## AIM OF THE TASK:
Keep every line in which "tree" occurs and drop the rest of the data.

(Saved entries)
++++++++++

PR #35948, opened 2020-04-23
Fix arguments in QgisApp::about() for exported source code

agiudiceandrea:
## Description

Fixes arguments of QGIS code branch string and link in QgisApp::about() for exported source code.

### DIFF
--- a/src/app/qgisapp.cpp
+++ b/src/app/qgisapp.cpp
@@ -5111,8 +5111,16 @@ void QgisApp::about()
 
     if ( QString( Qgis::devVersion() ) == QLatin1String( "exported" ) )
     {
-      versionString += QStringLiteral( "%1</td><td><a href=\"https://github.com/qgis/QGIS/tree/release-%1_%2\">Release %1.%2</a></td>" )
-                       .arg( tr( "QGIS code branch" ) ).arg( Qgis::versionInt() / 10000 ).arg( Qgis::versionInt() / 100 % 100 );
+      versionString += tr( "QGIS code branch" );
+      if ( Qgis::version().endsWith( QLatin1String( "Master" ) ) )
+      {
+        versionString += QLatin1String( "</td><td><a href=\"https://github.com/qgis/QGIS/tree/master\">master</a></td>" );
+      }
+      else
+      {
+        versionString += QStringLiteral( "</td><td><a href=\"https://github.com/qgis/QGIS/tree/release-%1_%2\">Release %1.%2</a></td>" )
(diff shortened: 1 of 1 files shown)


src/app/qgisapp.cpp
```diff
@@ -5111,8 +5111,15 @@ void QgisApp::about()
 
     if ( QString( Qgis::devVersion() ) == QLatin1String( "exported" ) )
     {
-      versionString += QStringLiteral( "%1</td><td><a href=\"https://github.com/qgis/QGIS/tree/release-%1_%2\">Release %1.%2</a></td>" )
-                       .arg( tr( "QGIS code branch" ) ).arg( Qgis::versionInt() / 10000 ).arg( Qgis::versionInt() / 100 % 100 );
+      if ( Qgis::version().endsWith( QLatin1String( "Master" ) ) )
+      {
+        versionString += QStringLiteral( "%1</td><td><a href=\"https://github.com/qgis/QGIS/tree/master\">master</a></td>" ).arg( tr( "QGIS code branch" ) );
```
rouault, line 5116: the code would be even clearer / simpler if versionString += tr( "QGIS code branch" ) was done before the if()

agiudiceandrea: You are right, thank you for pointing that out. Now it should be better, I think.

agiudiceandrea:
The bug affects 3.10 and 3.12 branches, along with master branch. @rouault do you think it's worth backporting the fix?

rouault:
hum if I've well understood your fix, it adds a special case for "master", so I don't see any benefits for backporting to branches, which by definition are not master. Or did I miss something ?

agiudiceandrea:
The patch was originally intended to only fix the arguments in
```
QStringLiteral( "%1</td><td><a href=\"https://github.com/qgis/QGIS/tree/release-%1_%2\">Release %1.%2</a></td>" )
                       .arg( tr( "QGIS code branch" ) ).arg( Qgis::versionInt() / 10000 ).arg( Qgis::versionInt() / 100 % 100 );
```

as you can see, there are %1 and again %1 and %2, but tree arg(), creating the incorrect string
QGIS code branch | Release QGIS code branch.3
-- | --

with also incorrect link to the code branch on GitHub.

Fixing this, I also noticed that a special case for master branch was needed.

rouault:
> there were %1 and again %1 and %2, but three arg(),

ah ok, missed that ! As I've already merged, I don't think the added labels will work. Can you issue manual backport pull requests ?

rouault:
Nevermind: the backport bot did the job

++++++++++

## WRITTEN REPLY:
-      versionString += QStringLiteral( "%1</td><td><a href=\"https://github.com/qgis/QGIS/tree/release-%1_%2\">Release %1.%2</a></td>" )
+        versionString += QLatin1String( "</td><td><a href=\"https://github.com/qgis/QGIS/tree/master\">master</a></td>" );
+        versionString += QStringLiteral( "</td><td><a href=\"https://github.com/qgis/QGIS/tree/release-%1_%2\">Release %1.%2</a></td>" )
-      versionString += QStringLiteral( "%1</td><td><a href=\"https://github.com/qgis/QGIS/tree/release-%1_%2\">Release %1.%2</a></td>" )
+        versionString += QStringLiteral( "%1</td><td><a href=\"https://github.com/qgis/QGIS/tree/master\">master</a></td>" ).arg( tr( "QGIS code branch" ) );
QStringLiteral( "%1</td><td><a href=\"https://github.com/qgis/QGIS/tree/release-%1_%2\">Release %1.%2</a></td>" )
as you can see, there are %1 and again %1 and %2, but tree arg(), creating the incorrect string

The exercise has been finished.